I don't have VirtualBox handy at the moment but make sure the mouse is enabled in that too.


----------



## vermaden (Oct 8, 2010)

@bsduser35325

Try like that mate:
http://forums.freebsd.org/showthread.php?t=7956


----------



## SirDice (Oct 8, 2010)

First see if you can get the mouse working in console mode. If it works there move on to Xorg. 

On the console the mouse should work without hal/dbus.
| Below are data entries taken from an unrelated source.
PR #290, opened 2023-09-17
Change `${LCIO_LIBRARIES}` to `LCIO::lcio`

jmcarcell:
BEGINRELEASENOTES
- Change ${LCIO_LIBRARIES} to `LCIO::lcio` in CMakeLists.txt for cases when `LCIO_LIBRARIES` is empty. Also prevents linking to `SIO` when it's not necessary but it's included in `LCIO_LIBRARIES`

ENDRELEASENOTES

This is the same as https://github.com/iLCSoft/LCCD/pull/7


tmadlener:
I am not entirely sure how `$LCIO_LIBRARIES` would be empty, and if it is whether we should not fix it upstream in LCIO instead of introducing workarounds in several downstream repositories.

jmcarcell:
PR updated, now works with https://github.com/iLCSoft/LCIO/pull/177
> I am not entirely sure how $LCIO_LIBRARIES would be empty, and if it is whether we should not fix it upstream in LCIO instead of introducing workarounds in several downstream repositories.
If you build together (at the same time) LCIO with another package then `LCIO_LIBRARIES` won't be set; one could set `LCIO_LIBRARIES` manually for this case to `lcio` and it will work. In this case where it's a single library that doesn't change over time we can use the target and have all build workflows working.

andresailer:
Superseded by #298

You'll only need those for Xorg (although not strictly necessary), GNOME (certainly necessary), XFCE and/or KDE.


----------



## wblock@ (Oct 8, 2010)

bsduser35325 said:
			
		

> Hi i need help, i have freebsd guest 8.1 in virtualbox host is winxp.
> 
> my mouse is microsoft optical wheel mouse usb, i have tried the utility in sysinsall, tried all options and nothing works and i have mouse enable in rc.conf file. any help will be appreciated thx.



What, exactly, doesn't work?

Have you clicked in the VirtualBox guest window?

With moused enabled in the guest, you should see a console mouse pointer.

If you want the mouse to work in xorg, install the VirtualBox guest additions, emulators/virtualbox-ose-additions.


----------